In its haste to sell Azure and catch up to Amazon in the cloud market in the 2010s, Microsoft developed a “won’t fix” culture of handling security reports that attempted to shove as many issues off to the next product version as possible. That led to the security flaw that opened the door for the SolarWinds attack going unaddressed for years, according to former high-level security team member Andrew Harris.
Harris has opened up to reporters at ProPublica about the “Golden SAML” issue that allowed Russian hackers to eventually make their way into high-level US government accounts, but had previously dropped public hints on LinkedIn during his employment with Microsoft and lambasted the company on social media after the SolarWinds attack came to light. The new element of the story is the depth of Microsoft’s internal knowledge of the issue, which apparently dates back to 2016, and knowing refusal to fix it by product managers that felt it would scare off lucrative government contracting business.
Nadella regime stressed Azure feature development and sales over security
When CEO Satya Nadella took over in 2014, he made cloud computing the company’s top priority. The goal was to catch and pass Amazon, which at the time had a huge head start. That is something the company eventually accomplished, but if Harris’ story is to be believed it was at the cost of being reckless in addressing security flaws.
Harris paints a picture of a corporate culture where Azure sales and feature innovation were stressed over all to product managers, and the many security flaws that were reported as part of this rapid development were pushed to “won’t fix” status as often as possible; that meant either finding reasons to dismiss them outright, or to at least delay addressing them to the next product version.

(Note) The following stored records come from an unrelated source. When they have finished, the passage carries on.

PR #4657, opened 2021-09-21
Implement picking functionality

pixelflinger:
This is a pixel accurate implementation of picking. Picking queries
can be created on view, and upon completion a user provided callback
is called with the Entity of the renderable at the queried coordinates
in the viewport.

Picking queries typically have 1 or 2 frame of latency and may impact
performance on some drivers.

It is mostly intended for use by editors, or when latency is not a major
concern. This api should not be used for dragging/moving objects, it is
intended for initial picking only.

Picking is implemented in the structure pass.

### DIFF
--- a/android/filament-android/src/main/cpp/View.cpp
+++ b/android/filament-android/src/main/cpp/View.cpp
@@ -20,6 +20,8 @@
 #include <filament/View.h>
 #include <filament/Viewport.h>
 
+#include "common/CallbackUtils.h"
+
 using namespace filament;
 
 extern "C" JNIEXPORT void JNICALL
@@ -381,4 +383,42 @@ Java_com_google_android_filament_View_nIsScreenSpaceRefractionEnabled(JNIEnv *, 
         jlong nativeView) {
     View* view = (View*) nativeView;
     return (jboolean)view->isScreenSpaceRefractionEnabled();
+}
+
+extern "C"
+JNIEXPORT void JNICALL
+Java_com_google_android_filament_View_nPick(JNIEnv* env, jclass clazz,
+        jlong nativeView,
+        jint x, jint y, jobject handler, jobject internalCallback) {
+
+    // jniState will be initialized the first time this method is called
+    static const struct JniState {
+        jclass internalOnPickCallbackClass;
+        jfieldID renderableFieldId;
+        jfieldID depthFieldId;
+        jfieldID fragCoordXFieldId;
+        jfieldID fragCoordYFieldId;
+        jfieldID fragCoordZFieldId;
+        explicit JniState(JNIEnv* env) noexcept {
+            internalOnPickCallbackClass = env->FindClass("com/google/android/filament/View$InternalOnPickCallback");
+            renderableFieldId = env->GetFieldID(internalOnPickCallbackClass, "mRenderable", "I");
+            depthFieldId = env->GetFieldID(internalOnPickCallbackClass, "mDepth", "F");
+            fragCoordXFieldId = env->GetFieldID(internalOnPickCallbackClass, "mFragCoordsX", "F");
+            fragCoordYFieldId = env->GetFieldID(internalOnPickCallbackClass, "mFragCoordsY", "F");
+            fragCoordZFieldId = env->GetFieldID(internalOnPickCallbackClass, "mFragCoordsZ", "F");
+        }
+    } jniState(env);
+
+    View* view = (View*) nativeView;
+    JniCallback *callback = JniCallback::make(env, handler, internalCallback);
+    view->pick(x, y, [callback](View::PickingQueryResult const& result) {
+        jobject obj = callback->getCallbackObject();
+        JNIEnv* const env = callback->getJniEnv();
+        env->SetIntField(obj, jniState.renderableFieldId, (jint)result.renderable.getId());
+        env->SetFloatField(obj, jniState.depthFieldId, result.depth);
+        env->SetFloatField(obj, jniState.fragCoordXFieldId, result.fragCoords.x);
+        env->SetFloatField(obj, jniState.fragCoordYFieldId, result.fragCoords.y);
+        env->SetFloatField(obj, jniState.fragCoordZFieldId, result.fragCoords.z);
+        JniCallback::invoke(callback);  // this destroys JniCallback
+    });
 }
--- a/android/filament-android/src/main/java/com/google/android/filament/View.java
+++ b/android/filament-android/src/main/java/com/google/android/filament/View.java
@@ -1548,6 +1548,71 @@ public class View {
         return mDepthOfFieldOptions;
     }
 
+    /**
+     * A class containing the result of a picking query
+     */
+    public static class PickingQueryResult {
+        /** The entity of the renderable at the picking query location */
+        @Entity public int renderable;
+        /** The value of the depth buffer at the picking query location */
+        public float depth;
+        /** The fragment coordinate in GL convention at the the picking query location */
+        @NonNull public float[] fragCoords = new float[3];
+    };
+
+    /**
+     * An interface to implement a custom class to receive results of picking queries.
+     */
+    public interface OnPickCallback {
+        /**
+         * onPick() is called by the specified Handler in {@link View#pick} when the picking query
+         * result is available.
+         * @param result An instance of {@link PickingQueryResult}.
+         */
+        void onPick(@NonNull PickingQueryResult result);
+    }
+
+    /**
+     * Creates a picking query. Multiple queries can be created (e.g.: multi-touch).
+     * Picking queries are all executed when {@link Renderer#render} is called on this View.
+     * The provided callback is guaranteed to be called at some point in the future.
+     *
+     * Typically it takes a couple frames to receive the result of a picking query.
+     *
+     * @param x        Horizontal coordinate to query in the viewport with origin on the left.
+     * @param y        Vertical coordinate to query on the viewport with origin at the bottom.
+     * @param handler  An {@link java.util.concurrent.Executor Executor}.
+     *                 On Android this can also be a {@link android.os.Handler Handler}.
+     * @param callback User callback executed by <code>handler</code> when the picking query
+     *                 result is available.
+     */
+    public void pick(int x, int y,
+            @Nullable Object handler, @Nullable OnPickCallback callback) {
+        InternalOnPickCallback internalCallback = new InternalOnPickCallback(callback);
+        nPick(getNativeObject(), x, y, handler, internalCallback);
+    }
+
+    private static class InternalOnPickCallback implements Runnable {
+        public InternalOnPickCallback(OnPickCallback mUserCallback) {
+            this.mUserCallback = mUserCallback;
+        }
+        @Override
+        public void run() {
+            mPickingQueryResult.renderable = mRenderable;
+            mPickingQueryResult.depth = mDepth;
+            mPickingQueryResult.fragCoords[0] = mFragCoordsX;
+            mPickingQueryResult.fragCoords[1] = mFragCoordsY;
+            mPickingQueryResult.fragCoords[2] = mFragCoordsZ;
+            mUserCallback.onPick(mPickingQueryResult);
+        }
+        private final OnPickCallback mUserCallback;
+        private final PickingQueryResult mPickingQueryResult = new PickingQueryResult();
+        @Entity int mRenderable;
+        float mDepth;
+        float mFragCoordsX;
+        float mFragCoordsY;
+        float mFragCoordsZ;
+    }
 
     public long getNativeObject() {
         if (mNativeObject == 0) {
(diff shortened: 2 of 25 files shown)


libs/filabridge/include/private/filament/Variant.h
```diff
@@ -40,24 +40,33 @@ namespace filament {
         // SRE: Shadow Receiver
         // SKN: Skinning
         // DEP: Depth only
-        // FOG: Fog
+        // FOG: Fog (or picking)
```
bejado, line 43: I'm confused what fog has to do with picking. If picking is enabled, doesn't that mean fog would have to be as well (and vice-versa)?

pixelflinger: So in fact it's because I use the same bit for both FOG and PICKING.  This is because you can never have the FOG bit set when the DEPTH bit is set. So, in fact, the DEPTH bit defines what the other bits mean.

pixelflinger:
reviewers: it's almost ready, missing only the java API I think and maybe a sample.

filament/include/filament/View.h
```diff
@@ -571,6 +572,104 @@ class UTILS_PUBLIC View : public FilamentAPI {
...
+        PickingQuery& query = pick(x, y, [](PickingQueryResult const& result, PickingQuery* pq) {
+            void* user = pq->storage;
+            (*static_cast<T**>(user)->*method)(result);
+        });
+        query.storage[0] = instance;
+    }
+
+    /**
+     * Helper for creating a picking query from Foo::method, by copy for a small object
+     * e.g.: auto* query = pick<Foo, &Foo::bar>(x, y, foo);
```
romainguy, line 614: The function returns void, I don’t understand the example

filament/include/filament/View.h
```diff
@@ -571,6 +572,104 @@ class UTILS_PUBLIC View : public FilamentAPI {
...
+    struct PickingQuery {
+        void* storage[8];
+    };
+
+    /** callback type used for picking queries. */
+    using PickingQueryResultCallback = void(*)(PickingQueryResult const& result, PickingQuery* pq);
+
+    /**
+     * Helper for creating a picking query from Foo::method, by pointer.
+     * e.g.: auto* query = pick<Foo, &Foo::bar>(x, y, &foo);
```
romainguy, line 596: Pick() returns void

filament/include/filament/View.h
```diff
@@ -571,6 +572,104 @@ class UTILS_PUBLIC View : public FilamentAPI {
...
+            T* that = static_cast<T*>(user);
+            (that->*method)(result);
+            that->~T();
+        });
+        new(query.storage) T(std::move(instance));
+    }
+
+    /**
+     * Helper for creating a picking query from a small functor
+     * e.g.: auto* query = pick(x, y, [](PickingQueryResult const& result){});
```
romainguy, line 636: Same here

libs/filabridge/include/private/filament/Variant.h
```diff
@@ -97,28 +99,29 @@ namespace filament {
...
-            return isValidDepthVariant(key);
-        }
-
         inline static constexpr bool isValidDepthVariant(uint8_t variantKey) noexcept {
-            // For a variant to be a valid depth variant, all of the bits in DEPTH_MASK must be 0,
-            // except for DEPTH.
-            return (variantKey & DEPTH_MASK) == DEPTH_VARIANT;
+            // VSM and PICKING are mutually exclusive for DEPTH variants
+            return (variantKey & DEPTH_MASK) == DEPTH_VARIANT &&
+                    variantKey != 0b1110000u &&
```
romainguy, line 123: Constants?

libs/filabridge/include/private/filament/Variant.h
```diff
@@ -128,26 +131,38 @@ namespace filament {
             // 2. If SRE is set, either DYN or DIR must also be set (it makes no sense to have
             // shadows without lights).
             // 3. If VSM is set, then SRE must be set.
-            return
-                ((variantKey & DEPTH) && !isValidDepthVariant(variantKey)) ||
-                (variantKey & 0b0010111u) == 0b0000100u ||
-                (variantKey & 0b1010100u) == 0b1000000u;
+            return ((variantKey & DEPTH) && !isValidDepthVariant(variantKey)) ||
+                    (variantKey & 0b0010111u) == 0b0000100u ||
```
romainguy, line 135: Constants?

romainguy (approved):

bejado:
Should we add picking to matc's `--variant-filter`?

filament/backend/src/opengl/OpenGLDriver.cpp
```diff
@@ -2842,7 +2843,8 @@ void OpenGLDriver::readPixels(Handle<HwRenderTarget> src,
         PixelBufferDescriptor& p = *pUserBuffer;
         auto& gl = mContext;
         gl.bindBuffer(GL_PIXEL_PACK_BUFFER, pbo);
-        void* vaddr = glMapBufferRange(GL_PIXEL_PACK_BUFFER, 0,  p.size, GL_MAP_READ_BIT);
+        void* vaddr = glMapBufferRange(GL_PIXEL_PACK_BUFFER, 0,  p.size,
```
bejado, line 2846: According to https://www.khronos.org/registry/OpenGL-Refpages/gl4/html/glMapBufferRange.xhtml `glMapBufferRange` generates `GL_INVALID_OPERATION` if both `GL_MAP_READ_BIT` and `GL_MAP_UNSYNCHRONIZED_BIT` are set.

filament/include/filament/View.h
pixelflinger: Ah yes, good point, the example is out of daten

filament/backend/src/opengl/OpenGLDriver.cpp
pixelflinger: Heh. What do you know! Good catch.

filament/include/filament/View.h
```diff
@@ -571,6 +572,115 @@ class UTILS_PUBLIC View : public FilamentAPI {
...
+        utils::Entity renderable{};     //! RenderableManager Entity at the queried coordinates
+        float depth{};                  //! Depth buffer value (1 (near plane) to 0 (infinity))
+        uint32_t reserved1{};
+        uint32_t reserved2{};
+        /**
+         * screen space coordinates in GL convention, this can be used to compute the view or
+         * world space position of the picking hit. For e.g.:
+         *   clip_space_position  = (fragCoords.xy / viewport.wh, fragCoords.z) * 2.0 - 1.0
+         *   view_space_position  = inverse(projection) * clip_space_position
+         *   world_space_position = model * view_space_position
```
romainguy, line 587: Don't you mean `inverse(view_space_position)` here? And you don't need the model matrix?

pixelflinger: `view_space_position` is a `vec3` so `inverse` of that is not possible.
The world space position is the `modelMatrix * viewSpacePosition`. Of course, `the modelMatrix` is the `inverse(viewMatrix)`. But `Camera` has a `getModelMatrix()`, so that's why I used this convention.

romainguy: Ah here you mean model matrix of the camera, I thought you meant of a renderable. It makes sense in hindsight but maybe clarify. In this case, yes, that's the correct formula (and I mean inverse(viewMatrix) not of the view position, sorry).

romainguy (approved):

android/filament-android/src/main/cpp/View.cpp
```diff
@@ -382,3 +384,29 @@ Java_com_google_android_filament_View_nIsScreenSpaceRefractionEnabled(JNIEnv *,
...
+extern "C"
+JNIEXPORT void JNICALL
+Java_com_google_android_filament_View_nPick(JNIEnv* env, jclass clazz,
+        jlong nativeView,
+        jint x, jint y, jobject handler, jobject internalCallback) {
+    View* view = (View*) nativeView;
+    JniCallback *callback = JniCallback::make(env, handler, internalCallback);
+    view->pick(x, y, [callback, env, internalCallback](View::PickingQueryResult const& result) {
+
+        auto internalOnPickCallbackClass = env->FindClass("com/google/android/filament/View$InternalOnPickCallback");
```
romainguy, line 397: Ideally you'd make those queries only once at init time. But For picking it's probably not an issue.

android/filament-android/src/main/java/com/google/android/filament/View.java
```diff
@@ -1548,6 +1548,63 @@ public DepthOfFieldOptions getDepthOfFieldOptions() {
...
+    static class PickingQueryResult {
+        /** The entity of the renderable at the picking query location */
+        @Entity int renderable;
+        /** The value of the depth buffer at the picking query location */
+        float depth;
+        /** The fragment coordinate in GL convention at the the picking query location */
+        @NonNull float[] fragCoords = new float[3];
+    };
+
+    public interface OnPickCallback {
```
romainguy, line 1563: Javadoc?

android/filament-android/src/main/java/com/google/android/filament/View.java
```diff
@@ -1548,6 +1548,63 @@ public DepthOfFieldOptions getDepthOfFieldOptions() {
...
+            mPickingQueryResult.depth = mDepth;
+            mPickingQueryResult.fragCoords[0] = mFragCoordsX;
+            mPickingQueryResult.fragCoords[1] = mFragCoordsY;
+            mPickingQueryResult.fragCoords[2] = mFragCoordsZ;
+            mUserCallback.onPick(mPickingQueryResult);
+        }
+        private final OnPickCallback mUserCallback;
+        private final PickingQueryResult mPickingQueryResult = new PickingQueryResult();
+        @Entity public int mRenderable;
+        public float mDepth;
```
romainguy, line 1603: You don't need those fields, the JNI could directly set the values in `mPickingQueryResult`.

romainguy (approved):

android/filament-android/src/main/cpp/View.cpp
pixelflinger: Yes, I was not sure where to stash the result?

android/filament-android/src/main/java/com/google/android/filament/View.java
pixelflinger: Yes, it seemed harder to do, because I would have to retrieve the object's field from jni, or pass it to the jni, and then I would have to capture it in the lambda. And technically, I was wondering if I would have to take a global ref on it (it just rely on the fact that there is one on the object that owns it).
Just seemed more complicated :-)

romainguy: Yeah but that's no different from what you do now. Except on a different class.

android/filament-android/src/main/cpp/View.cpp
romainguy: A global structure is what we use in the platform. Usually we look them up in the JNI OnLoad but probably not worth it here.

libs/filabridge/include/private/filament/Variant.h
pixelflinger: maybe later.

libs/filabridge/include/private/filament/Variant.h
pixelflinger: maybe later.

android/filament-android/src/main/java/com/google/android/filament/View.java
pixelflinger: I was going to go down this route, and then realized that I would need to manage the array of 3 floats from JNI, so decided to keep it simple for now.

romainguy: Using an array from JNI is easier than looking up/setting 3 fields :) Anyway it doesn't matter much, it would just make the code simpler.

zcufo123:
@pixelflinger 

Thank you for providing this handy API for us and it can make our lives easier.

I have one question for you: If one picking query is requested and multiple entity is selected, how would the PickingQueryResult return these multiple entities?

romainguy:
It won't, it will return the closest Entity.

ozzbI:
Is there any way to get picked material or primitive? Or idea what should be done to make it possible?

flykule:
> Is there any way to get picked material or primitive? Or idea what should be done to make it possible?

The pick result callback has returned nearest entity. You can use renderableManager.getMaterialInstance to get selected material .

ozzbI:
> > Is there any way to get picked material or primitive? Or idea what should be done to make it possible?
> 
> The pick result callback has returned nearest entity. You can use renderableManager.getMaterialInstance to get selected material .

Thank you.
In my case instance can have multiple primitives with different materials attached to each primitive.
I can iterate over primitives and get all materials, but I am looking how to get particular material (or primitive index) which was picked.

One of those security flaws was the Active Directory issue the Russians ended up finding and exploiting, despite Harris making it a personal pet project from his internal discovery of it in 2016. This contradicts testimony that Microsoft president Brad Smith previously made before Congress in 2021, in which he said the company’s first knowledge of the issue came from an outside security firm’s report on a theoretical attack in 2017. Smith is fresh off of a new round of testimony conducted earlier this month, this time addressing the Outlook email issue that allowed Chinese hackers to get into government accounts about a year ago.
Security flaw went unaddressed for years despite internal acknowledgment of its seriousness
Harris came upon the security flaw in 2016 while investigating a breach of a big-name Microsoft client. He says that he was able to privately help some organizations that he had a prior relationship with address it, such as the NYPD, but it was off-limits to let the federal government know about it. Project managers thought that it would sour Microsoft’s attempt at getting federal contracts that would ultimately be worth billions of dollars to the company.
Microsoft may ultimately end up losing government business due to the issue, if this story proves out. A number of voices in high levels of government began discussing the possibility of cutting the company out of sensitive operations in 2023 after two separate incidents that allowed spies to access federal accounts, and the Pentagon is presently considering whether to expand its use of Microsoft products as part of its mandated implementation of a zero trust protocol across its systems.